* **REQUIRED WORK**: Word for word, restate the lines from the start of the data below through the line containing "I accidentally rebased".

** INPUT RECORDS follows **

PR #3, opened 2021-01-08
Create meeting sequence step 1 - Set meeting name and add guests

anna-giang:
Add a page to allow users to set a meeting name and add meeting guests when they create a meeting.

### DIFF
--- a/prototype/src/main/webapp/create-meeting-step1.html
+++ b/prototype/src/main/webapp/create-meeting-step1.html
@@ -1,0 +1,28 @@
+<!DOCTYPE html>
+<html>
+  <!-- Create Meeting Step 1: Set meeting name and add guests -->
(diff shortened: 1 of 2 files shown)


anna-giang:
I accidentally rebased my branch onto master, which is why there is two copies of each commit and the 'Merge branch...' commit (sorry! 😅)

theresenieva:
LGTM

theresenieva (commented):
LGTM. I used git reset to remove unwanted commits from my branch, maybe that could be useful for you?

vivianho18 (commented):
LGTM - only thing is I don't think you need to bother too much with user input checks at the moment for the prototype.

BipBopBoop (approved):
lgtm

PR #7, opened 2021-01-08
Create meeting sequence Step 2

anna-giang:
Prototype for Step 2 of the Create Meeting sequence.
Users will use this page to select a meeting duration, and to choose whether they want to propose times manually or via Google Calendar.

### DIFF
--- a/prototype/src/main/webapp/create-meeting-step2.html
+++ b/prototype/src/main/webapp/create-meeting-step2.html
@@ -1,0 +1,32 @@
+<!DOCTYPE html>
+<html>
+  <!-- Create Meeting Step 2: Set meeting duration and select Google Calendar or Manual time proposal -->
+  <head>
+    <meta charset="UTF-8" />
+    <title>Create Meeting</title>
+    <script src="createMeeting.js"></script>
+  </head>
+  <body>
+    <div>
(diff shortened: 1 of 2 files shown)


prototype/src/main/webapp/create-meeting-step2.html
```diff
@@ -0,0 +1,32 @@
...
+  </head>
+  <body>
+    <div>
+      <h1>Find a Meeting Time</h1>
+      <h2>Step 2</h2>
+      <form>
+        <div>
+          <label for="duration-mins">Meeting Duration (minutes)</label>
+          <!-- maximum meeting length = 1440 mins (24 hours/all-day) -->
+          <input type="number" name="duration-mins" min="1" max="1440" />
```
vivianho18, line 17: Could be better if the user could input meeting duration as number of hours and minutes - maybe an alpha feature

vivianho18 (commented):
Looks good :)

theresenieva (commented):
Yup, lgtm

ghost (approved):

prototype/src/main/webapp/create-meeting-step2.html
anna-giang: Yep, noted :)

PR #8, opened 2021-01-10
Create upcoming meetings page

vivianho18:
Each meeting links to view-meeting.html page

### DIFF
--- a/prototype/src/main/webapp/upcoming-meetings.html
+++ b/prototype/src/main/webapp/upcoming-meetings.html
@@ -1,0 +1,16 @@
+<!DOCTYPE html>
+<html>
+<head>
+  <title>GoMeet Upcoming Meetings</title>
+  <script src="script.js"></script>
+  <link rel="stylesheet" href="style.css">
+  </head>
+  <body>
+    <h1 style="text-align:center;">GoMeet Upcoming Meetings</h1>
+    <ul>
+        <h4 style="text-align:center;"><a href="view-meeting.html">[Meeting Name 1]</a></h3>
+        <h4 style="text-align:center;"><a href="view-meeting.html">[Meeting Name 2]</a></h3>
+        <h4 style="text-align:center;"><a href="view-meeting.html">[Meeting Name 3]</a></h3>
+    </ul>
+  </body>
+</html>
--- a/prototype/src/main/webapp/upcoming-meetings.html
+++ b/prototype/src/main/webapp/upcoming-meetings.html
@@ -8,9 +8,9 @@
   <body>
     <h1 style="text-align:center;">GoMeet Upcoming Meetings</h1>
     <ul>
-        <h4 style="text-align:center;"><a href="view-meeting.html">[Meeting Name 1]</a></h3>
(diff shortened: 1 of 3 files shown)


prototype/src/main/webapp/upcoming-meetings.html
```diff
@@ -0,0 +1,16 @@
...
+<html>
+<head>
+  <title>GoMeet Upcoming Meetings</title>
+  <script src="script.js"></script>
+  <link rel="stylesheet" href="style.css">
+  </head>
+  <body>
+    <h1 style="text-align:center;">GoMeet Upcoming Meetings</h1>
+    <ul>
+        <h4 style="text-align:center;"><a href="view-meeting.html">[Meeting Name 1]</a></h3>
```
anna-giang: Nit: 2 spaces for indentation

anna-giang:
lgtm 😊

theresenieva (commented):
lgtm

prototype/src/main/webapp/upcoming-meetings.html
```diff
@@ -0,0 +1,16 @@
+<!DOCTYPE html>
+<html>
+<head>
+  <title>GoMeet Upcoming Meetings</title>
+  <script src="script.js"></script>
```
ghost: Which script is this referring to? I remember telling Anna that script.js was a bad name, so this might have changed.

prototype/src/main/webapp/upcoming-meetings.html
```diff
@@ -0,0 +1,16 @@
...
+  <link rel="stylesheet" href="style.css">
+  </head>
+  <body>
+    <h1 style="text-align:center;">GoMeet Upcoming Meetings</h1>
+    <ul>
+      <h4 style="text-align:center;"><a href="view-meeting.html">[Meeting Name 1]</a></h3>
+      <h4 style="text-align:center;"><a href="view-meeting.html">[Meeting Name 2]</a></h3>
+      <h4 style="text-align:center;"><a href="view-meeting.html">[Meeting Name 3]</a></h3>
```
ghost: For these `h4`s consider using a class for all of these, then add this text-align style into the css file. This means that if you want to change how the list of meetings looks, you don't have to change all of these elements.

prototype/src/main/webapp/upcoming-meetings.html
vivianho18: I removed this line since the html doesn't actually refer to a javascript file.

prototype/src/main/webapp/upcoming-meetings.html
vivianho18: Done! :)

ghost: This means that every `<h4>` will be centered - if that's what you want that's ok, but if you only want these ones to be centered, you could put `class="foo"` in the h4 tag and then have the css rule apply to `.foo`.

ghost (approved):

prototype/src/main/webapp/upcoming-meetings.html
vivianho18: Changed it to class="center" and replaced the h4 styling with a "center" class

PR #10, opened 2021-01-10
View meeting locations

theresenieva:
Create page for when attendees are viewing an event's proposed locations. 

This page allows viewers to view locations, see number of votes vs. location and vote on locations. I have chosen to have the bargraph and the map displayed at the same time as this would work well with the real-time updating in the final product.


prototype/src/main/webapp/chooseLocation.html
```diff
@@ -9,6 +9,12 @@
   <body onload="createMap();">
     <h1>Meeting Locations: </h1>
     <p>Click on the map to propose a new location.</p>
-    <div id="map"></div>
+    <div id="map"></div></br>
+    <button id="myButton" class="float-left submit-button" >Send Event</button>
+    <script type="text/javascript">
+    document.getElementById("myButton").onclick = function () {
+        location.href = "/vote-locations.html";
```
vivianho18: nit: 2 spaces for indentation

vivianho18 (commented):
LGTM!

anna-giang:
LGTM too! 😊

prototype/src/main/webapp/chooseLocation.html
```diff
@@ -9,6 +9,12 @@
   <body onload="createMap();">
     <h1>Meeting Locations: </h1>
     <p>Click on the map to propose a new location.</p>
-    <div id="map"></div>
+    <div id="map"></div></br>
+    <button id="myButton" class="float-left submit-button" >Send Event</button>
```
ghost: What are these classes for?

prototype/src/main/webapp/chooseLocation.js
```diff
@@ -28,7 +37,8 @@ function createMarkerForDisplay(lat, lng, content) {
     '<div id="bodyContent">' +
     "<p>Number of Votes: 1</br>" +
     "Voters: You</br></p>" +
-    "<button>VOTE</button><br/><br/>"
+    "<input type=\"checkbox\" id=\"vote\" name=\"vote\" value=\"vote\">" +
+    "<label for=\"vote\"> VOTE</label><br></br>" +
```
ghost: I would use single quotes here (and also change the rest of the strings here to use single quotes) so you don't have to keep escaping the double quotes. Alternatively, use [template literals](https://developer.mozilla.org/en-US/docs/Web/JavaScript/Reference/Template_literals), and you won't need the concatenations anymore.

ghost (approved):

prototype/src/main/webapp/chooseLocation.html
theresenieva: It was from an example online but I don't think it is necessary, I will remove it

prototype/src/main/webapp/chooseLocation.js
theresenieva: Thanks Austin - I'll update it :)

PR #11, opened 2021-01-11
Create meeting step 3

anna-giang:
Prototype for manual input of proposed times for the meeting - Step 3 of the create meeting sequence.

### DIFF
--- a/prototype/src/main/webapp/createMeeting.js
+++ b/prototype/src/main/webapp/createMeeting.js
@@ -42,14 +42,14 @@ function removeMeetingGuest(guest) {
  * Add a meeting time datetime-local input to the page, enclosed in 
  * a 'li' element.
  * The element appended to the DOM will have an id of 'meeting-time-NUMBER', 
- * where NUMBER equal to value of MEETING_TIMES_ADDED (which is incremented
+ * where NUMBER equal to value of meetingTimesAdded (which is incremented
  * each time this function is called). This is to identify the meeting time input
  * so that users may remove the meeting time. See removeMeetingTime().
  */
 function addMeetingTime() {
   let listItem = document.createElement('li');
-  listItem.id = 'meeting-time-' + MEETING_TIMES_ADDED; 
-  MEETING_TIMES_ADDED += 1;
+  listItem.id = 'meeting-time-' + meetingTimesAdded; 
+  meetingTimesAdded += 1;
 
   let newTimeInput = document.createElement('input');
   newTimeInput.type = 'datetime-local';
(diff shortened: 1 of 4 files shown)


anna-giang:
Rebased the branch onto `main` before submitting pull request, hence the 'duplicated' commits.

anna-giang:
Screen Shot 2021-01-12 at 9 15 56 am

Screenshot of the added HTML page `create-meeting-step-3.html` 😊

theresenieva (commented):
Yup, lgtm

vivianho18 (commented):
lgtm!

prototype/src/main/webapp/createMeeting.js
```diff
@@ -35,3 +37,47 @@ function addMeetingGuest() {
...
+ * Add a meeting time datetime-local input to the page, enclosed in 
+ * a 'li' element.
+ * The element appended to the DOM will have an id of 'meeting-time-NUMBER', 
+ * where NUMBER equal to value of MEETING_TIMES_ADDED (which is incremented
+ * each time this function is called). This is to identify the meeting time input
+ * so that users may remove the meeting time. See removeMeetingTime().
+ */
+function addMeetingTime() {
+  let listItem = document.createElement('li');
+  listItem.id = 'meeting-time-' + MEETING_TIMES_ADDED;
```
ghost: Did you mean `meetingTimesAdded`? Same for all the other occurences of this.

prototype/src/main/webapp/createMeeting.js
```diff
@@ -35,3 +37,47 @@ function addMeetingGuest() {
...
+  // delete button associated with this meeting time
+  let removeTimeButton = document.createElement('button');
+  removeTimeButton.innerHTML = '-';
+  removeTimeButton.addEventListener('click', function() {removeMeetingTime(listItem.id);});
+
+  listItem.appendChild(newTimeInputLabel);
+  listItem.appendChild(newTimeInput);
+  listItem.appendChild(removeTimeButton);
+
+  let timeListDiv = document.getElementById('meeting-time-list')
```
ghost: nit: semicolon

ghost (commented):
Something to think about is that the user may want to delete the first time input when there are more than one. For the prototype this is probably fine, but think about how you could show the remove buttons when there are multiple inputs, and then hide them when there is only one.

prototype/src/main/webapp/createMeeting.js
anna-giang: Oh no, I forgot to change it everywhere 😅 I've changed it now, thanks for picking that up!

ghost (approved):

PR #15, opened 2021-01-14
Create meeting step1

vivianho18:
Front end development for the first step in the meeting creation process

### DIFF
--- a/GoMeet/README.md
+++ b/GoMeet/README.md
@@ -1,0 +1,3 @@
+# GoMeet Web App 
+
+Start Development: 14/01/2021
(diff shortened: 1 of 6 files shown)


suprsrsly (commented):
Let's talk about tests here - I think a couple of tests could be added:
- a basic one that exercises the usual case
- one where guestName is empty

The tests should validate the changes to the DOM that are intended by the functions. WDYT?

Going with that thought, if we don't dependency inject the document object into the functions we'll have to find a way to reset `document` state at the start of each test. Maybe doing a deep copy of it and then overriding the document object before calling the test functions?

** End of INPUT RECORDS **

* **EXERCISE RESULT**:
PR #3, opened 2021-01-08
Create meeting sequence step 1 - Set meeting name and add guests

anna-giang:
Add a page to allow users to set a meeting name and add meeting guests when they create a meeting.

### DIFF
--- a/prototype/src/main/webapp/create-meeting-step1.html
+++ b/prototype/src/main/webapp/create-meeting-step1.html
@@ -1,0 +1,28 @@
+<!DOCTYPE html>
+<html>
+  <!-- Create Meeting Step 1: Set meeting name and add guests -->
(diff shortened: 1 of 2 files shown)


anna-giang:
I accidentally rebased my branch onto master, which is why there is two copies of each commit and the 'Merge branch...' commit (sorry! 😅)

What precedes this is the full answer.